··· Data section

PR #728, opened 2019-12-11
Add test for correct detection of the latest

j-mracek:


pkratoch:
Hi, the changes to "dnf-ci-multicontext-hybrid-multiversion-modular" repository are breaking a test in plugins-core/reposync.feature. Can you please fix that?

Btw, we have discussed that it would be best to create special repo for each feature file, so that changes don't affect other tests. It's also more readable. For example, in your scenario, you are enabling postgresql:9.6, but it doesn't have anything to do with the test, it's just a setup, and it makes it more confusing to read. Separate repository with only the right modules and RPMs would remove this problem.

pkratoch:
I can't reproduce the failure anymore. I probably run the tests against wrong RPMs or something. Sorry about the false alarm and I will merge this.

PR #731, opened 2019-12-12
Add a step for checking microdnf transaction

lukash:
Tested somewhat rudimentarily, but it should work at least for the basic cases for which we need it now.

I'd like to wait for @lucab85 to use this in his #727 before merging it, that should test this a bit more - hence the `blocked` tag.


lukash:
The step works for @lucab85, so it can be merged.

PR #738, opened 2019-12-18
Test aliases backslash processing (RhBug:1680482)

pkratoch:


dnf-behave-tests/features/alias-command.feature
```diff
@@ -228,3 +228,16 @@ Scenario: One disabled config does not affect others
         | Action        | Package                               |
         | install       | dnf-ci-package-0:1.0-1.x86_64         |
   Given I successfully execute dnf with args "remove dnf-ci-package"
+
+
+@bz1680482
+Scenario: Backslash ends the recursive processing and the '\' is stripped
+   When I execute dnf with args "alias add install='\install'"
+   Then the exit code is 0
```
lukash: You could use:
```gherkin
   Given I successfully execute dnf with args "alias add install='\install'"
```
Instead of the two lines above.

dnf-behave-tests/features/alias-command.feature
```diff
@@ -228,3 +228,16 @@ Scenario: One disabled config does not affect others
...
+  Given I use repository "alias-command"
+   When I execute dnf with args "install dnf-ci-packageA"
+   Then the exit code is 0
+    And Transaction is following
+        | Action        | Package                               |
+        | install       | dnf-ci-packageA-0:1.0-1.x86_64        |
+  Given I successfully execute dnf with args "remove dnf-ci-packageA"
```
lukash: What's this line here for? A `Given` line at the end of a test doesn't make sense? (I see it's also in the test above.. maybe a forgotten leftover and then a copy-paste? :slightly_smiling_face: )

dnf-behave-tests/features/alias-command.feature
pkratoch: Fixed.

dnf-behave-tests/features/alias-command.feature
pkratoch: Because of ``@no_installroot`` tag. The features run in separate containers, but not individual scenarios. Looking at microdnf tests, there it was resolved by splitting the scenarios into multiple features (install1, install2...) or by removing the package in the Background (install_weak_deps.feature). I suppose I could either move the remove step to Background or try to come up with testing the aliases on some command that does not alter the system.

lukash: Oh, right.

So I'd prefer testing on a command that doesn't alter the system. Adding extra steps to work around the issue clutters the tests while we should really be solving the root cause. (and after solving the root cause the clutter will stay, unless someone goes through the scenarios carefully)

pkratoch: Ok, I changed that for all scenarios. I still use install command, because it outputs which package cannot be found and that's handy in the scenarios for recursion to check if original arguments were really used. (For example, info command just outputs "Error: No matching Packages to list".)

PR #741, opened 2019-12-19
Test that sack is not leaking file descriptors

m-blaha:
https://bugzilla.redhat.com/show_bug.cgi?id=1594016
https://bugzilla.redhat.com/show_bug.cgi?id=1781360


lukash:
Tbh. I think this should go in unit tests. We don't have the right setup in the CI stack to test the API like this (which is obvious when you look at the new `I execute python script` test and then the scenario being just that step and an exit code check).

Are unit tests officially part of gating? If not, they just simply should be. They are part of the packaging process AFAIK, you can't build a package without running them?

If we need this in, we can make it an exception, but really we should work towards having the API tests in the right place and certainly not mix them with the dnf CLI tests...

PR #750, opened 2020-01-03
Change microdnf install tests to not depend on wget

lucab85:
`wget` can happen to be installed in the container already when the tests are run, which breaks checking the transaction


lukash:
The commit message doesn't say much, why not describe why you're actually making the change? Also the linked bug seems irrelevant...

PR #757, opened 2020-01-09
Add additional createrepo_c tests

kontura:
I have a bunch more createrepo_c tests locally but I will be creating smaller PRs with them to make the review process easier and also because I have to integrate them into the current form of our CI which takes time. 

Tests for:
https://bugzilla.redhat.com/show_bug.cgi?id=1762697
and
https://github.com/rpm-software-management/createrepo_c/issues/130


dnf-behave-tests/common/output.py
```diff
@@ -140,6 +140,6 @@ def then_stderr_is(context):
 
 @behave.then("stderr matches line by line")
 def then_stderr_matches_line_by_line(context):
-    out_lines = context.cmd_stderr.split('\n')
-    regexp_lines = context.text.split('\n')
+    out_lines = context.cmd_stderr.strip().split('\n')
+    regexp_lines = context.text.strip().split('\n')
```
lukash: tbh. I'm a bit torn on the `strip()` here. Ultimately we'd like to check for the correct number of line breaks too. Once we put this in, we probably won't look back... but yeah, we're stripping the output for `stdout` already...

I assume you've had a particular reason to do this?

dnf-behave-tests/createrepo_c/update-update-md-path.feature
```diff
@@ -0,0 +1,122 @@
...
+  And the exit code is 0
+  And stdout matches line by line
+      """
+      Directory walk started
+      Directory walk done - 1 packages
+      Temporary output repo path: ./.repodata/
+      Preparing sqlite DBs
+      Pool started \(with 5 workers\)
+      Pool finished
+
```
lukash: ... You've got this extra line here... And there's a `strip()` on both `expected` and `found` in the step, so this happens to work. But seems like we're too loose, should we do something about it?

kontura: I see, I have the extra line in all the stdouts... I agree that the `expected` should be without the strip, that just allows us to be more sloppy.

dnf-behave-tests/common/output.py
kontura: I also think we probably should not strip either the stdout or stderrr. I did this because I was getting the output from stderr surrounded by two empty ones, but now that I think about it I just treated the symptoms.. I will further look into it.

kontura: It turned out the empty new line really is in the output of createrepo_c, thanks for catching this.

kontura:
I have kind of completely reversed the `strip` commit, now I have removed the `strip` calls from the `stdout matches line by line` step. I ran the suite with this change and all the tests have passed so it should be fine.

lukash:
> I have kind of completely reversed the `strip` commit, now I have removed the `strip` calls from the `stdout matches line by line` step. I ran the suite with this change and all the tests have passed so it should be fine.

Neat, thanks! I'm rerunning the tests to double-check, then I'll merge.

PR #758, opened 2020-01-10
Test modifyrepo_c can work with metadata which is symlink

m-blaha:
https://bugzilla.redhat.com/show_bug.cgi?id=1776399


m-blaha:
Thanks for review. Moved to its own feature file (though I wanted it to have more generic name so other potential future modifyrepo_c tests could be added here), symlink step used.

kontura:
Great, thank you.

PR #1050, opened 2026-04-27
chore(deps): bump cartridge-gg/discordgo to v0.29.1-dave.13 (DAVE OP4 key_package)

tarrencev:
## Summary
- Bump discordgo pin from `dave.12` → `dave.13`.
- Picks up [cartridge-gg/discordgo#841fbfc](https://github.com/cartridge-gg/discordgo/commit/841fbfc): proactively send the MLS key package via voice opcode 26 when OP4 (session description) carries a non-zero `dave_protocol_version`.

## Why
Without this, the voice gateway connects on v8 + AEAD-rtpsize, but the MLS handshake never starts. Discord doesn't initiate it on its own; the client has to push its key package first. Result: every audio frame reaches STT as inner-DAVE ciphertext, which the transcription model hallucinates into multilingual sound-effect descriptions ("French beatbox", "Korean radio static", etc.).

After this bump, the bot enters the MLS group, receives commits/welcomes, derives the per-epoch key ratchet, and the inner DAVE decrypt produces real Opus frames. That's the last piece needed for the prod #chill voice channel transcripts to come out as actual English speech.

## Test plan
- [x] discordgo unit tests pass (`TestDecryptAEAD*`, `TestParseDAVEBinaryHeader`, etc.) on the new tag.
- [ ] Image rebuild + deploy (will follow in internal.voice runtime/goclaw.Dockerfile bump).
- [ ] Smoke: join #chill, speak, confirm transcript channel shows English text rather than hallucinated SFX.


tarrencev:
Wrong remote — re-opening against cartridge-gg/goclaw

······

■ **Exercise brief**: All that is needed is the opening run of the data, given again exactly: please include every line from the first through the line with "Hi, the changes", both ends kept.

■ **Your response**:
PR #728, opened 2019-12-11
Add test for correct detection of the latest

j-mracek:


pkratoch:
Hi, the changes to "dnf-ci-multicontext-hybrid-multiversion-modular" repository are breaking a test in plugins-core/reposync.feature. Can you please fix that?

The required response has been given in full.